### SOURCE DATA
Issue #1159, opened 2022-09-27
FixedPoint constraint's example is a copy / paste of PointOnLine's


xxx:
Hi,

I'm working through the process of grokking constraints, and noticed that the example at https://cadquery.readthedocs.io/en/latest/assy.html#fixedpoint is a copy / paste of the one above it.

thanks!

PR #1157, opened 2022-09-18
Assembly export: do not add leaf component when shapes is empty (#993)

lorenzncode:

PR #1210, opened 2022-12-23
Update assembly constraint docs

lorenzncode:
* Correct FixedPoint constraint example
* Simplify Location usage in examples and format with black for consistency

### DIFF
--- a/doc/assy.rst
+++ b/doc/assy.rst
@@ -370,8 +370,6 @@ STEP can be loaded in all CAD tool, e.g. in FreeCAD and the XML be used in other
     door.save('door.step')
     door.save('door.xml')
     
-In the case of STEP colors are preserved but not transparency.
-
 ..  image:: _static/door_assy_freecad.png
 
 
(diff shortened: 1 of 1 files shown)


lorenzncode:
Fixes #1159.

I removed a note on STEP and transparency.  I find that STEP export includes transparency data so the note may be out of date.

jmwright:
I created a test assembly with transparency and exported to STEP. Then I imported that into the online Autodesk viewer because the version of FreeCAD I'm running doesn't seem to respect the color info. Seems to confirm that transparency works.

Screenshot from 2022-12-23 16-37-08

jmwright (approved):
Thanks @lorenzncode !

lorenzncode:
@jmwright Thanks for confirming transparency is working for you!  Regarding colors, PR #1157  attempts to resolve an issue with STEP export and color handling.  I've tested STEP export with the PR branch and several viewers, including FreeCAD and Autodesk, and did not find any problem.  You might try exporting the STEP again with the PR 1157 branch to see if it resolves the color issue when viewing in FreeCAD.

jmwright:
@lorenzncode I just tested in FreeCAD 0.20.1 and the color and alpha worked, but I had to turn off the STEP import option `Enable STEP compound merge` which is apparently on by default. If that setting is not turned off I get two default grey merged blocks.

Screenshot from 2022-12-23 18-00-57

adam-urbanczyk (approved):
######
Restate all of the entries above precisely.

Issue #1159, opened 2022-09-27
FixedPoint constraint's example is a copy / paste of PointOnLine's


xxx:
Hi,

I'm working through the process of grokking constraints, and noticed that the example at https://cadquery.readthedocs.io/en/latest/assy.html#fixedpoint is a copy / paste of the one above it.

thanks!

PR #1157, opened 2022-09-18
Assembly export: do not add leaf component when shapes is empty (#993)

lorenzncode:

PR #1210, opened 2022-12-23
Update assembly constraint docs

lorenzncode:
* Correct FixedPoint constraint example
* Simplify Location usage in examples and format with black for consistency

### DIFF
--- a/doc/assy.rst
+++ b/doc/assy.rst
@@ -370,8 +370,6 @@ STEP can be loaded in all CAD tool, e.g. in FreeCAD and the XML be used in other
     door.save('door.step')
     door.save('door.xml')
     
-In the case of STEP colors are preserved but not transparency.
-
 ..  image:: _static/door_assy_freecad.png
 
 
(diff shortened: 1 of 1 files shown)


lorenzncode:
Fixes #1159.

I removed a note on STEP and transparency.  I find that STEP export includes transparency data so the note may be out of date.

jmwright:
I created a test assembly with transparency and exported to STEP. Then I imported that into the online Autodesk viewer because the version of FreeCAD I'm running doesn't seem to respect the color info. Seems to confirm that transparency works.

Screenshot from 2022-12-23 16-37-08

jmwright (approved):
Thanks @lorenzncode !

lorenzncode:
@jmwright Thanks for confirming transparency is working for you!  Regarding colors, PR #1157  attempts to resolve an issue with STEP export and color handling.  I've tested STEP export with the PR branch and several viewers, including FreeCAD and Autodesk, and did not find any problem.  You might try exporting the STEP again with the PR 1157 branch to see if it resolves the color issue when viewing in FreeCAD.

jmwright:
@lorenzncode I just tested in FreeCAD 0.20.1 and the color and alpha worked, but I had to turn off the STEP import option `Enable STEP compound merge` which is apparently on by default. If that setting is not turned off I get two default grey merged blocks.

Screenshot from 2022-12-23 18-00-57

adam-urbanczyk (approved):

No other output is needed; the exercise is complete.